- Material for this exercise

PR #304, opened 2019-02-02
Update RadioList.md

PeterMPhillips:
onChange returns an event object whereas onSelect returns the index

### DIFF
--- a/src/components/Radio/RadioList.md
+++ b/src/components/Radio/RadioList.md
@@ -34,7 +34,7 @@ class App extends Component {
         description="You have two options:"
         items={items}
         selected={this.state.selected}
-        onChange={this.handleChange}
+        onSelect={this.handleChange}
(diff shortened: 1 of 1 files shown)


bpierre:
Hi @PeterMPhillips, thanks for the PR! 🤗

The API of `RadioGroup` and `RadioList` has changed since [`0.28.0`](https://github.com/aragon/aragon-ui/releases/tag/v0.28.0): [`onChange`](https://github.com/aragon/aragon-ui/blob/master/src/components/Radio/RadioList.js#L18) is now receiving the item identifier (which can be its index). You must be using `0.27.0` or lower?  If that’s the case, I encourage you to upgrade to newer versions, there are several new components that could be quite useful! https://github.com/aragon/aragon-ui/releases

I am closing this, please let me know if I missed something.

- Exercise description
What you give back should be only the lines of the records above, starting at the line with "(diff shortened: 1 of 1 files shown)" and ending at the line with "Hi @PeterMPhillips, thanks for the PR! 🤗", restated word for word.

- Solution to this problem
(diff shortened: 1 of 1 files shown)


bpierre:
Hi @PeterMPhillips, thanks for the PR! 🤗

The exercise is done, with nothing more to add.